Safety Considerations for Clinical Function Calling

Read-only vs Write functions:

Read-only (safe to auto-invoke):
  get_latest_inr, get_medication_list, get_patient_summary
  → AI can call these automatically with no risk
  → Wrong answer from AI is corrected by what the function returns

Write functions (require explicit confirmation):
  create_prescription, update_dose, discharge_patient
  → NEVER auto-invoke without explicit user confirmation
  → Use a two-step pattern: AI proposes the action, user confirms, action executes

Example safe pattern for write actions:
  1. User: "Can you create a Warfarin prescription for MRN-001 at 5mg daily?"
  2. AI: "I can create a Warfarin 5mg daily prescription for MRN-001.
          Please confirm this action." (does NOT call the function yet)
  3. User: "Confirm"
  4. System: validates confirmation, calls create_prescription

Prompt instruction:
  "For any action that creates, modifies, or deletes clinical data,
   describe the action and ask for explicit confirmation before executing.
   Never execute write actions without a clear confirmation from the user."
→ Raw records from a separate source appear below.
PR #458, opened 2017-11-08
[SW-593] H2OConf initialization exception on windows

RobinTPotter:
change to file:/// to initialize the H2OConf. /// is understood by all according to https://en.wikipedia.org/wiki/File_URI_scheme (including windows shell)

### DIFF
--- a/py/pysparkling/initializer.py
+++ b/py/pysparkling/initializer.py
@@ -26,7 +26,7 @@ class Initializer(object):
         jvm = sc._jvm
         # Add Sparkling water assembly JAR to driver
         sw_jar_file = Initializer.__get_sw_jar()
-        url = jvm.java.net.URL("file://{}".format(sw_jar_file))
+        url = jvm.java.net.URL("file:///{0}".format(sw_jar_file))
         # Assuming that context class loader is always instance of URLClassLoader
         # ( which should be always true)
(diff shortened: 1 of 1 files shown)


h2o-ops:
Hi @RobinTPotter, your PR title "Update initializer.py" is missing JIRA issue number! Please specify it in the following form [SW-]

RobinTPotter:
hi @h2o-ops - I wouldn't know a JIRA number if it gave me a haircut :)

RobinTPotter:
updated

jakubhava:
Great, thanks a lot! I just did some testing on my Unix machine and it works as well. Let just wait for the tests to finish and then we can merge 👍

jakubhava:
On unix the created path will be actually `file:////xx/yy` because of the prepended `file:///` and the absolute path `/xx/yy`. I tried it and worked fine on Mac and out test machines, however seems like this is not standardised.

What we can do yo avoid this is to check if `sw_jar_file` starts with `/` and if it doesn't, we can add it. What do you think @RobinTPotter ? can you please change it ?

jakubhava:
Perfect, looks good! Thanks for contribution!

RobinTPotter:
thanks, added a check

PR #461, opened 2017-11-09
[SW-594] Gradle ml submodule reports success even though tests fail

jakubhava:


core/src/test/scala/org/apache/spark/h2o/utils/SharedH2OTestContext.scala
```diff
@@ -39,10 +41,38 @@ trait SharedH2OTestContext extends SparkTestContext {
...
-    hc = null
-    resetSparkContext()
-    super.afterAll()
+    // The method H2O.exit calls System.exit which confuses Gradle and marks the build
+    // as successful even though some tests failed.
+    // We can solve this by using security manager which forbids System.exit call.
+    // It is safe to use as all the methods closing H2O cloud and stopping operations have been
+    // already called and we just need to ensure that JVM with the client/driver doesn't call the System.exit method
+    try {
+      val securityManager = new NoExitCheckSecurityManager
```
mmalohlava: Wow, good trick!

jakubhava: This can be scary Gradle behaviour ( false-positive), I couldn't find why it happened only in ml submodule, but this made it deterministic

Production issue I've seen: A team deployed a function-calling AI assistant with write access to the prescription database. The AI was configured with ToolCallBehavior.AutoInvokeKernelFunctions — it would invoke any function automatically. A pharmacist asked "What would the dose be if we increased Warfarin to 7mg for MRN-001?" The AI interpreted this as an instruction, called update_prescription_dose(mrn="MRN-001", dose=7), and updated the prescription. The pharmacist had asked a hypothetical question — they were not authorising the change. Separating read and write functions, and requiring explicit confirmation steps for writes, prevents this class of unintended actions.


Key Takeaway

Function calling lets the AI call your .NET functions to retrieve real data or take actions. Define functions with [KernelFunction] and [Description] attributes — the AI reads descriptions to decide when to call each function. Use AutoInvokeKernelFunctions for read-only functions. Never auto-invoke write functions (create, update, delete) — always require explicit user confirmation before executing. The AI's answer is only as reliable as the data your functions return — grounded responses eliminate hallucination of clinical data.